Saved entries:
PR #43623, opened 2022-06-17
Fix test_distributed_fused_lamb_op_with_clip UT failure

Wong4j:
### PR types
Bug fixes

### PR changes
Others

### Describe
When testing NGC paddle-22.06, the `test_distributed_fused_lamb_op_with_clip` failed.

System info:
DGX V100
CUDA 11.7
cuDNN 8.4
paddle v2.3.0

Error info:
```
======================================================================
FAIL: test_main (__main__.TestDistributedFusedLamb)
----------------------------------------------------------------------
  File "/opt/paddle/paddle/build/python/paddle/fluid/tests/unittests/distributed_fused_lamb_test_base.py", line 303, in test_main
    self.run_main(use_fp16=False)
  File "/opt/paddle/paddle/build/python/paddle/fluid/tests/unittests/distributed_fused_lamb_test_base.py", line 299, in run_main
    self.assertTrue(max_diff < atol, msg)
AssertionError: False is not true : max_diff = 1.1920928955078125e-07 atol = 1e-07 when use_fp16 = False , use_master_param_norm = True
```
This test is to train `resnet` respectively with `lamb` and `DistributedFusedLamb` optimizer and then compare the value of parameters. I have checked all `max_diff`,  only 1 out of 62 exceeded the threshold 1e-7. And `1.1920928955078125e-07` is very close to `1e-7`, so I don't think it's an bug.

I can't reproduce it with `paddlepaddle/paddle:latest-dev-cuda11.4.1-cudnn8-gcc82` container and `paddle-v2.3.0` on V100. So I assume that this error is due to a numerical calculation difference caused by CUDA or cuDNN version difference. This failure may occur in the future paddle version. 

Resetting the random seed or increasing the tolerance can both make the test pass. So I choose to slightly increase the tolerance from 1e-7 to 2e-7 in this commit.

If you have better idea, we can discuss it here.


Wong4j:
This bug has been solved by @sneaxiy. Close this PR.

Your goal: Look above for every line with the word "unittests" and copy it.

Completed exercise:
  File "/opt/paddle/paddle/build/python/paddle/fluid/tests/unittests/distributed_fused_lamb_test_base.py", line 303, in test_main
  File "/opt/paddle/paddle/build/python/paddle/fluid/tests/unittests/distributed_fused_lamb_test_base.py", line 299, in run_main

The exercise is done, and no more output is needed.